▸ **Try it**:
How many lines of these entries hold the string "describe"? Answer with the number alone.
Dataset Start Marker
PR #2221, opened 2026-06-16
fix(network): keep redirect chain order consistent between text and JSON

nyxst4ck:
## Problem

`get_network_request` returns, from the **same call**, both a human-readable
text block (`toStringDetailed()`) and a `structuredContent.networkRequest`
object (`toJSONDetailed()`) — emitted together in `McpResponse.ts`. For a
request that went through HTTP redirects, the redirect chain comes out in
**opposite orders** in the two representations:

- `toJSONDetailed()` (`NetworkFormatter.ts`) reverses `redirectChain()` once →
  newest→oldest in the JSON.
- the text formatter then reverses it **a second time** → oldest→newest in the
  text.

Because each path calls `redirectChain()` separately and Puppeteer returns a
fresh copy on every call (`HTTPRequest#redirectChain()` does
`this._redirectChain.slice()`), the two reverses operate on different arrays and
don't cancel. So a consumer reading the text and a consumer parsing the
structured JSON from the same response see contradictory redirect orders.

## Solution

Drop the redundant `.reverse()` in the text formatter so the rendered text uses
the order already produced by `toJSONDetailed()`. Both representations are now
consistent (newest→oldest), and `structuredContent` is unchanged.

## Why the existing tests didn't catch it

- The existing "handles redirect chain" test uses a **single-element** chain,
  where reversing is a no-op.
- `getMockRequest().redirectChain()` returned the **same array reference** on
  every call, unlike real Puppeteer — so the two reverses accidentally agreed in
  tests. This PR makes the mock return a fresh copy per call (matching Puppeteer)
  and adds a regression test with a multi-element chain that asserts the text and
  JSON orders match.

## Testing

- `npm test` for the formatter suite passes. New test
  `renders the redirect chain in the same order in text and JSON` is **red**
  before the fix (text `[first, second]` vs JSON `[second, first]`) and **green**
  after, with no change to existing snapshots.
- `npm run typecheck` and Prettier/ESLint are clean.

No existing issue tracked this; found via code inspection and confirmed
empirically.

### DIFF
--- a/src/formatters/NetworkFormatter.ts
+++ b/src/formatters/NetworkFormatter.ts
@@ -314,7 +314,9 @@ function converNetworkRequestDetailedToStringDetailed(
   if (redirectChain?.length) {
     response.push(`### Redirect chain`);
     let indent = 0;
-    for (const request of redirectChain.reverse()) {
+    // `redirectChain` is already ordered by toJSONDetailed(); don't reverse it
+    // again here or the text output contradicts structuredContent (the JSON).
+    for (const request of redirectChain) {
       response.push(
         `${'  '.repeat(indent)}${convertNetworkRequestConciseToString(request)}`,
       );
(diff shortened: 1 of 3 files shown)


nroscino (approved):
LGTM, thank you!

PR #2231, opened 2026-06-19
fix: hide Windows update check consoles

### LINKED ISSUE #2230: Windows: daily update check flashes a cmd.exe console window (npm config get registry spawned from a detached process)
### Description of the bug

On Windows, the once-per-day update check briefly flashes a `cmd.exe` console window on the desktop, unrelated to any user action. It appears on the first MCP-server startup after `~/.cache/chrome-devtools-mcp/latest.json` becomes stale (>24h), so it looks like a random ~once-a-day flash.

**Root cause** — two cooperating spots, both missing `windowsHide`:

1. `src/utils/check-for-updates.ts` spawns the version checker with `{ detached: true, stdio: 'ignore' }`. On Windows `detached: true` maps to `DETACHED_PROCESS`, so the child process has **no console**.
2. `src/bin/check-latest-version.ts` → `getRegistry()` runs `execSync('npm config get registry', …)`. `npm` on Windows is a `.cmd` batch wrapper, which **requires** a console — and because the parent has none, Windows allocates a **new visible** console window for it. That window is the flash.

### Regression

Introduced by #2038 (commit `83a299fc`, 2026-05-12), which replaced the hardcoded `fetch('https://registry.npmjs.org/…')` with a shell-out to `npm config get registry`. Before that change the detached process only performed a `fetch()` and produced no console window. (The detached update check itself dates to #1783.)

The bug is present in 1.3.0 and still on `main` (`5a9d6af`) — both `check-for-updates.ts` and `check-latest-version.ts` lack `windowsHide`.

### Reproduction

1. Windows, `chrome-devtools-mcp` started via `npx` (e.g. from an MCP client).
2. Delete or age `%USERPROFILE%\.cache\chrome-devtools-mcp\latest.json` so it is >24h old (or missing).
3. Start the MCP server → a `cmd.exe` window flashes.

Direct one-liner that reproduces the exact flash on demand (run with the same Node that launches the server; replace `<pkg>` with the installed package dir):

```
node -e "const cp=require('child_process'),os=require('os'),p=require('path');cp.spawn(process.execPath,['<pkg>/build/src/bin/check-latest-version.js',p.join(os.tmpdir(),'x.json')],{detached:true,stdio:'ignore'}).unref()"
```

Captured process chain at the moment the window appears:

```
cmd.exe /d /s /c "npm config get registry"
  +- node ...\chrome-devtools-mcp\build\src\bin\check-latest-version.js ...\latest.json
     +- node ...\chrome-devtools-mcp\build\src\bin\chrome-devtools-mcp.js --browserUrl ...
```

### Suggested fix

Add `windowsHide: true` to both child-process calls:

- the `child_process.spawn(...)` in `check-for-updates.ts`, and
- the `execSync('npm config get registry', …)` in `check-latest-version.ts`.

The `execSync` one is what directly suppresses the visible `npm` console; adding it to the `spawn` as well is belt-and-suspenders.

### Workaround

Set `CHROME_DEVTOOLS_MCP_NO_UPDATE_CHECKS=1` to disable the check entirely (loses update notifications).

1.3.0 (also present on `main` @ `5a9d6af`)

### Chrome version

n/a (occurs at server startup, before any browser interaction)

### Node version

24.17.0

### Operating system

Windows 10 (19045)

cyphercodes:
## Summary

Fixes #2230.

- Sets `windowsHide: true` on the detached update-check process so Windows does not flash a console window.
- Also hides the `npm config get registry` subprocess used by the updater helper.
- Covers the update-check spawn options in the existing tests.

## Verification

- `NODE_OPTIONS=--max-old-space-size=4096 npm run build`
- `npm run test:no-build -- tests/check-for-updates.test.ts`
- `NODE_OPTIONS=--max-old-space-size=4096 npx eslint src/utils/check-for-updates.ts src/bin/check-latest-version.ts tests/check-for-updates.test.ts`
- `npx prettier --check src/utils/check-for-updates.ts src/bin/check-latest-version.ts tests/check-for-updates.test.ts`
- `git diff --check`

Note: plain `npm run build` and full-repo `npm run check-format` hit the local Node heap limit in this runner; the same build passed with the heap limit raised, and touched-file lint/format checks passed.

### DIFF
--- a/src/bin/check-latest-version.ts
+++ b/src/bin/check-latest-version.ts
@@ -21,6 +21,7 @@ function getRegistry(): string {
       encoding: 'utf8',
       stdio: ['ignore', 'pipe', 'ignore'],
       timeout: 5000,
+      windowsHide: true,
     })
       .trim()
       .replace(/\/$/, '');
--- a/src/utils/check-for-updates.ts
+++ b/src/utils/check-for-updates.ts
@@ -88,6 +88,7 @@ export async function checkForUpdates(message: string) {
       {
         detached: true,
         stdio: 'ignore',
+        windowsHide: true,
       },
     );
     child.unref();
--- a/tests/check-for-updates.test.ts
+++ b/tests/check-for-updates.test.ts
@@ -139,6 +139,7 @@ describe('checkForUpdates', () => {
     );
     assert.ok(spawnStub.firstCall.args[1][1]?.includes('latest.json'));
     assert.strictEqual(spawnStub.firstCall.args[2]?.detached, true);
+    assert.strictEqual(spawnStub.firstCall.args[2]?.windowsHide, true);
     assert.ok(unrefSpy.calledOnce);
   });
 
@@ -163,6 +164,7 @@ describe('checkForUpdates', () => {
     );
     assert.ok(spawnStub.firstCall.args[1][1]?.includes('latest.json'));
     assert.strictEqual(spawnStub.firstCall.args[2]?.detached, true);
+    assert.strictEqual(spawnStub.firstCall.args[2]?.windowsHide, true);
     assert.ok(unrefSpy.calledOnce);
   });
 });


OrKoN (approved):
Thanks!

PR #2236, opened 2026-06-20
fix(cli): apply headless default on implicit daemon auto-start

inwaar:
The `chrome-devtools start` command handler defaults `headless: true` when not explicitly provided, but the implicit auto-start path (triggered transparently when running a tool command like `new_page` with no running daemon) bypassed this logic entirely. This meant the daemon would launch in headful mode by default when auto-started from a tool command, causing failures in environments without an X server (e.g., devcontainers, CI).

This PR extracts a shared `getDefaultedStartArgs()` helper that applies the same defaults (`headless: true`, `isolated: true`) for both the explicit `start` command and the implicit auto-start path.

Related: the `start` command handler also had a `// Defaults but we do not want to affect the yargs conflict resolution.` comment explaining why defaults are applied after yargs parsing rather than via the option definitions — this behavior is preserved in the extracted helper.

### DIFF
--- a/src/bin/chrome-devtools.ts
+++ b/src/bin/chrome-devtools.ts
@@ -39,6 +39,18 @@ async function start(args: string[], sessionId: string) {
 
 const defaultArgs = ['--viaCli', '--experimentalStructuredContent'];
 
+function getDefaultedStartArgs(
+  argv: Record<string, unknown>,
+): string[] {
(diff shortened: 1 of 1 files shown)


Lightning00Blade (commented):
Looks good, can we add a test and fix the error from CI about the docs (`npm run gen` should fix them).

OrKoN:
closing as stale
Dataset End Marker
▸ **Solved problem**:
2